🤖 AI Summary
African languages are severely underrepresented in multilingual speech processing; existing open-source models are typically small-scale, low-performing, and lack systematic investigation into the joint impact of model scale and data composition in low-resource settings. Method: We introduce SSA-HuBERT—the first self-supervised HuBERT model family (Large/XL, 317M/964M parameters) trained exclusively on large-scale African speech data. Contribution/Results: Through systematic ablation studies, we empirically demonstrate that scaling model capacity specifically for African speech significantly improves downstream automatic speech recognition (ASR) and language identification (LID) performance—revealing a positive synergistic effect between data diversity and model scale.
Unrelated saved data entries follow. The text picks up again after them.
PR #234, opened 2021-04-26
Support arbitrary tensor-likes not just lists

### LINKED ISSUE #212: Support tuples as bounds in Box constructor
**Describe the bug**
When I use a `tuple` to define the bounds of the `Box`,  i got `tf.float32` instead of `tf.float64` tensor when sampling from it.

**To reproduce**
1. define the bound of `Box` using `tuple` instead of `list`
2. call `.sample(number_of_sample)`

Include a minimal reproducible code example if relevant.
```
import tensorflow as tf
import trieste as tr

bound_list = tr.space.Box([0., 0.], [1., 1.])
bound_tuple = tr.space.Box((0., 0.), (1., 1.))

tf.debugging.assert_type(bound_tuple.sample(5),bound_list.sample(5).dtype)
```
**Expected behaviour**
I expect the tensor type to be `tf.float64`, or at least there is a defensive code to inform the user that the bound should be `list` instead of `tuple`.

**System information**
 - OS: Windows 10
 - Python version: 3.8.6
 - Trieste version: 0.4.0
 - TensorFlow version: 2.4.0
 - GPflow version: 2.1.4

**Additional context**
The fix could be defining the `dtype=tf.float64` when calling `tf.convert_to_tensor` [here](https://github.com/secondmind-labs/trieste/blob/5db2b0af0cc9ff6fd4b1f4602fcad526c6e61be7/trieste/space.py#L202) or write defensive code to only accept `list` as an input.

uri-granta:
Update Box constructor and mk_dataset utility function to support arbitary Tensor-like inputs (e.g. tuples), not just lists.

### DIFF
--- a/tests/unit/acquisition/test_function.py
+++ b/tests/unit/acquisition/test_function.py
@@ -608,7 +608,7 @@ def test_batch_monte_carlo_expected_improvement_raises_for_empty_data() -> None:
 
 def test_batch_monte_carlo_expected_improvement_raises_for_model_with_wrong_event_shape() -> None:
     builder = BatchMonteCarloExpectedImprovement(100)
-    data = mk_dataset([[0.0, 0.0]], [[0.0, 0.0]])
+    data = mk_dataset([(0.0, 0.0)], [(0.0, 0.0)])
     matern52 = tfp.math.psd_kernels.MaternFiveHalves(
         amplitude=tf.cast(2.3, tf.float64), length_scale=tf.cast(0.5, tf.float64)
     )
--- a/tests/unit/test_pareto.py
+++ b/tests/unit/test_pareto.py
@@ -17,7 +17,7 @@ import numpy.testing as npt
 import pytest
 import tensorflow as tf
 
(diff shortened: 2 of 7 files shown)


henrymoss:
@uri-granta  why do we want this?

uri-granta:
> @uri-granta why do we want this?

There are a couple of instances where we allow users to specify tensor-like inputs using normal Python lists: e.g. [[0,0], [1,1]]. This generalises them to support other tensor-like formats, such as tuples: e.g. ((0,0), (1,1)). This is something tensorflow already supports internally, and is generally the more Pythonic way to do things. We do this using the Sequence abstract base class, which matches anything that behaves like a sequence (https://docs.python.org/3/glossary.html#term-sequence).

hstojic (approved):
To me it seems like a sensible change, and its backward compatible - looks good.

While we are on the topic of tuples, how come `tuple` instead of `Tuple` from typing is used in some places, e.g. in `models/model_interfaces`?

PR #240, opened 2021-04-29
Help with debugging docs build errors

uri-granta:
Since the API documentation is generated from inline Python docstrings, the line numbers in any API error logs refer to generated reST files, not the original Python source files! This PR:

1. Ensures we keep these generated reST files around
2. Adds a comment to the docs README explaining this.

### DIFF
--- a/docs/README.md
+++ b/docs/README.md
@@ -9,6 +9,16 @@ $ tox -e docs
 
 Open `docs/_build/html/index.html` in a browser to view the docs.
 
+### Fixing documentation build errors
+
+Any errors in the notebooks or API documentation markup will result in documentation
+build errors that must be fixed. To fix these, ensure that all new documentation is valid [reST markup](https://www.sphinx-doc.org/en/master/usage/restructuredtext/basics.html).
+
+Note that since the API documentation is generated from inline Python docstrings, 
+**the line numbers in any API error logs refer to generated reST files,
+not the original Python source files**. You can find these generated reST files
+at `docs/autoapi`.
+
 # License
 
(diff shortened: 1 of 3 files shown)


docs/README.md
```diff
@@ -9,6 +9,16 @@ $ tox -e docs
...
 
+### Fixing documentation build errors
+
+Any errors in the notebooks or API documentation markup will result in documentation
+build errors that must be fixed. To fix these, ensure that all new documentation is valid [reST markup](https://www.sphinx-doc.org/en/master/usage/restructuredtext/basics.html).
+
+Note that since the API documentation is generated from inline Python docstrings, 
+**the line numbers in any API error logs refer to generated reST files,
+not the original Python source files**. You can find these generated reST files
+at `docs/autoapi`.
```
henrymoss, line 20: No way of getting them to line up with the Python source? That would be more useful?

henrymoss (approved):

docs/README.md
uri-granta: Doesn't look like it. The sphinx-autoapi plugin converts the python scripts to documentation files, which sphinx then compiles. So when sphinx generates the error messages, it's never seen the original files.

TsingQAQ: Stupid question: does this mean one have to debug the docs locally with a Linux OS?

uri-granta: You can still debug using the error messages on the github PR, but the line numbers will be wrong (and sadly the sphinx errors are often not clear enough to make it obvious what the problem is). Running it locally should be much easier now though, as it only requires running tox, just like running the tests.

PR #352, opened 2021-09-21
Update more acquisition function builders

uri-granta:
Update the following acquisition function builders to support in place updates and avoid retracing:

* ExpectedConstrainedImprovement
* ExpectedHypervolumeImprovement
* ExpectedConstrainedHypervolumeImprovement

Still to do (in a separate PR):

* BatchMonteCarloExpectedHypervolumeImprovement


trieste/acquisition/function.py
```diff
@@ -706,6 +706,9 @@ def __init__(
         self._objective_tag = objective_tag
         self._constraint_builder = constraint_builder
         self._min_feasibility_probability = min_feasibility_probability
+        self._constraint_fn: Optional[AcquisitionFunction] = None
+        self._improvement_fn: Optional[AcquisitionFunction] = None
+        self._constrained_fn: Optional[AcquisitionFunction] = None
```
apaleyes: Can these have a bit more distinctive names? It is quite hard to figure out which of two `_constrain...` is being used while reading the code.

trieste/acquisition/function.py
```diff
@@ -735,7 +738,52 @@ def prepare_acquisition_function(
             " objective data, but the objective data is empty.",
         )
 
-        constraint_fn = self._constraint_builder.prepare_acquisition_function(datasets, models)
+        self._constraint_fn = self._constraint_builder.prepare_acquisition_function(
+            datasets, models
+        )
+        pof = self._constraint_fn(objective_dataset.query_points[:, None, ...])
```
apaleyes, line 744: perhaps it won't hurt to spell out `pof` here?

trieste/acquisition/function.py
```diff
@@ -745,9 +793,20 @@ def prepare_acquisition_function(
         feasible_query_points = tf.boolean_mask(objective_dataset.query_points, is_feasible)
         feasible_mean, _ = objective_model.predict(feasible_query_points)
         eta = tf.reduce_min(feasible_mean, axis=0)
-        function = expected_improvement(objective_model, eta)
+        tf.debugging.Assert(isinstance(self._improvement_fn, expected_improvement), [])
+        self._improvement_fn.update(eta)  # type: ignore
```
apaleyes: Is the expectation that if lines 747-748 are entered (early return in `prepare`), execution never reaches this line here? If it does, this assertion will fail

trieste/acquisition/function.py
```diff
@@ -735,7 +738,52 @@ def prepare_acquisition_function(
...
+        eta = tf.reduce_min(feasible_mean, axis=0)
+        self._improvement_fn = expected_improvement(objective_model, eta)
+
+        @tf.function
+        def constrained_function(x: TensorType) -> TensorType:
+            return cast(AcquisitionFunction, self._improvement_fn)(x) * cast(
+                AcquisitionFunction, self._constraint_fn
+            )(x)
+
+        self._constrained_fn = cast(AcquisitionFunction, constrained_function)
```
apaleyes: Why does this cast work?

trieste/acquisition/function.py
```diff
@@ -745,9 +793,20 @@ def prepare_acquisition_function(
...
+            return self._constrained_fn
+
+        @tf.function
+        def constrained_function(x: TensorType) -> TensorType:
+            return cast(AcquisitionFunction, self._improvement_fn)(x) * cast(
+                AcquisitionFunction, self._constraint_fn
+            )(x)
 
-        return lambda at: function(at) * constraint_fn(at)
+        self._constrained_fn = constrained_function
```
apaleyes: There is a cast in similar situation in `prepare`

trieste/acquisition/function.py
```diff
@@ -735,7 +738,52 @@ def prepare_acquisition_function(
...
+        tf.debugging.assert_positive(
+            len(objective_dataset),
+            message="Expected improvement is defined with respect to existing points in the"
+            " objective data, but the objective data is empty.",
+        )
+        tf.debugging.Assert(None not in [self._constraint_fn], [])
+
+        constraint_fn = cast(AcquisitionFunction, self._constraint_fn)
+        self._constraint_builder.update_acquisition_function(constraint_fn, datasets, models)
         pof = constraint_fn(objective_dataset.query_points[:, None, ...])
```
apaleyes, line 786: ditto about `pof`

trieste/acquisition/function.py
uri-granta: :+1: 

FYI this PR isn't actually ready yet (I should have put it in draft, sorry). Still missing new tests, and I'm panning to convert another few functions as part of the same PR.

trieste/acquisition/function.py
uri-granta: Good catch. This does need to be handled (and I'll make sure it's covered in a unit test).

trieste/acquisition/function.py
uri-granta: This cast shouldn't actually be necessary, as mypy should know that constrained_function is an AcquisitionFunction and not None. For some reason though it immediately forgets this on the next line. Though it'd probably be clearer to remove the cast and just return constrained_function instead.

trieste/acquisition/function.py
uri-granta: See comment above. The reason a cast isn't necessary here is that mypy infers that self._constrained_fn can't be None due to the earlier if clause. (Though as I said, I'll remove the cast from further up too.)

trieste/acquisition/function.py
apaleyes: ok, noted, will hold off further reviewing for a bit

trieste/acquisition/function.py
```diff
@@ -744,10 +791,36 @@ def prepare_acquisition_function(
...
+        """
         eta = tf.reduce_min(feasible_mean, axis=0)
-        function = expected_improvement(objective_model, eta)
 
-        return lambda at: function(at) * constraint_fn(at)
+        if self._expected_improvement_fn is None:
+            self._expected_improvement_fn = expected_improvement(objective_model, eta)
+        else:
+            tf.debugging.Assert(isinstance(self._expected_improvement_fn, expected_improvement), [])
+            self._expected_improvement_fn.update(eta)  # type: ignore
```
henrymoss, line 823: It there any reason why this is its own function?

uri-granta: Yes, it allows ExpectedConstrainedHypervolumeImprovement to inherit from ExpectedConstrainedImprovement without having to duplicate lots of code. Also, it's now used both when preparing and updating the functions.

trieste/acquisition/function.py
```diff
@@ -779,37 +852,70 @@ def prepare_acquisition_function(
...
+            partition_bounds[1], trainable=False, shape=[None, partition_bounds[1].shape[-1]]
+        )
+        self._cross_index = tf.constant(
+            list(product(*[[0, 1]] * self._lb_points.shape[-1]))
+        )  # [2^d, indices_at_dim]
+
+    def update(self, partition_bounds: tuple[TensorType, TensorType]) -> None:
+        """Update the acquisition function with new partition bounds."""
+        self._lb_points.assign(partition_bounds[0])
+        self._ub_points.assign(partition_bounds[1])
```
apaleyes, line 915: May we ever want to serialize an acquisition object? If there is a chance, e.g. pickle the whole BayesianOptimizer object for some reason, it's probably worth ensuring dynamic shapes here, as we did in models recently. If serializing acquisition object makes no sense, don't bother

trieste/acquisition/function.py
```diff
@@ -779,37 +852,70 @@ def prepare_acquisition_function(
...
 
+    def update_acquisition_function(
+        self, function: AcquisitionFunction, dataset: Dataset, model: ProbabilisticModel
+    ) -> AcquisitionFunction:
+        """
+        :param function: The acquisition function to update.
+        :param dataset: The data from the observer.
+        :param model: The model over the specified ``dataset``.
+        """
+        tf.debugging.assert_positive(len(dataset), message="Dataset must be populated.")
```
apaleyes, line 863: For education more than anything else: why use TF's assert instead of just plain if...raise?

trieste/acquisition/function.py
```diff
@@ -735,7 +738,51 @@ def prepare_acquisition_function(
...
+        """
+        objective_model = models[self._objective_tag]
+        objective_dataset = datasets[self._objective_tag]
+
+        tf.debugging.assert_positive(
+            len(objective_dataset),
+            message="Expected improvement is defined with respect to existing points in the"
+            " objective data, but the objective data is empty.",
+        )
+        tf.debugging.Assert(None not in [self._constraint_fn], [])
```
apaleyes: Is that just `self._constraint_fn is not None`?

tests/unit/acquisition/test_function.py
```diff
@@ -1692,18 +1738,29 @@ def prepare_acquisition_function(
         ) -> AcquisitionFunction:
             return lambda x: tf.ones_like(tf.squeeze(x, -2))
 
-    data = {"foo": Dataset(train_x, model_pred_observation)}
+    data = {"foo": Dataset(train_x[:5], model_pred_observation[:5])}
```
apaleyes, line 1741: Why are these sliced now?

tests/unit/acquisition/test_function.py
```diff
@@ -1692,18 +1738,29 @@ def prepare_acquisition_function(
...
     npt.assert_allclose(echvi(at), ehvi(at))
 
+    new_data = {"foo": Dataset(train_x, model_pred_observation)}
+    up_echvi = builder.update_acquisition_function(echvi, new_data, models_)
+    assert up_echvi == echvi
+    up_ehvi = (
+        ExpectedHypervolumeImprovement()
+        .using("foo")
+        .prepare_acquisition_function(new_data, models_)
+    )
```
apaleyes, line 1759: Why is that necessary, if basically the same happened two lines above?

trieste/acquisition/function.py
```diff
@@ -779,37 +852,70 @@ def prepare_acquisition_function(
...
+        """
+        self._model = model
+        self._lb_points = tf.Variable(
+            partition_bounds[0], trainable=False, shape=[None, partition_bounds[0].shape[-1]]
+        )
+        self._ub_points = tf.Variable(
+            partition_bounds[1], trainable=False, shape=[None, partition_bounds[1].shape[-1]]
+        )
+        self._cross_index = tf.constant(
+            list(product(*[[0, 1]] * self._lb_points.shape[-1]))
```
apaleyes, line 909: Not sure I understand what cross_index is for, probably worth explaining in a comment. Also:

```suggestion
            list(product([0, 1] * self._lb_points.shape[-1]))
```

apaleyes (commented):
Nothing major, just some nitpicking and clarifying questions

trieste/acquisition/function.py
uri-granta: If ... raise doesn't work well with functions wrapped with tf.function.

trieste/acquisition/function.py
uri-granta: I'm pretty sure there was some obscure tensorflow reason, but changing it doesn't seem to make the unit tests fail! I'll update this (and a few other similar cases) and see if anything breaks.

tests/unit/acquisition/test_function.py
uri-granta: The testnow  prepares the function with some of the data, then later updates it with all of the data (to test that updating works without retracing).

tests/unit/acquisition/test_function.py
uri-granta: This is creating an updated ehvi function based on the new data to compare the updated echvi function (it's actually creating a brand new function but that's ok as we're not testing updating ehvi here, only echvi).

trieste/acquisition/function.py
uri-granta: Not quite. Product takes a list of arguments, not a single argument that's a list: `product([0,1], [0,1], [0,1])` not `product([[0,1],[0,1],[0,1]])` or `product([0,1,0,1,0,1])`.

apaleyes: i stand corrected, thanks

tests/unit/acquisition/test_function.py
apaleyes: ok, i see , thanks

tests/unit/acquisition/test_function.py
apaleyes: got it

trieste/acquisition/function.py
uri-granta: I can't immediately see why we'd do this, so will leave it for now.

apaleyes: ok!

apaleyes (approved):

henrymoss (approved):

All models are publicly released, establishing a strong foundational backbone and reproducible benchmark for African language speech technologies.
📝 Abstract
Despite recent progress in multilingual speech processing, African languages remain under-represented in both research and deployed systems, particularly when it comes to strong, open-weight encoders that transfer well under low-resource supervision. Self-supervised learning has proven especially promising in such settings, yet most publicly released models targeting African speech remain at BASE scale, leaving unanswered whether larger encoders, trained exclusively on Africa-centric audio, offer tangible benefits and how model capacity interacts with data composition. This work addresses that gap by introducing SSA-HuBERT-Large (317M parameters) and SSA-HuBERT-XL (964M parameters), the first large models trained solely on African speech, alongside a BASE size counterpart. We release these models as open weights: see https://huggingface.co/collections/Orange/african-speech-foundation-models. By conducting a carefully controlled experimental study focused exclusively on Sub-Saharan languages, covering automatic speech recognition (ASR) and language identification (LID) tasks, we demonstrate that larger architectures significantly improve performance by effectively leveraging large audio datasets.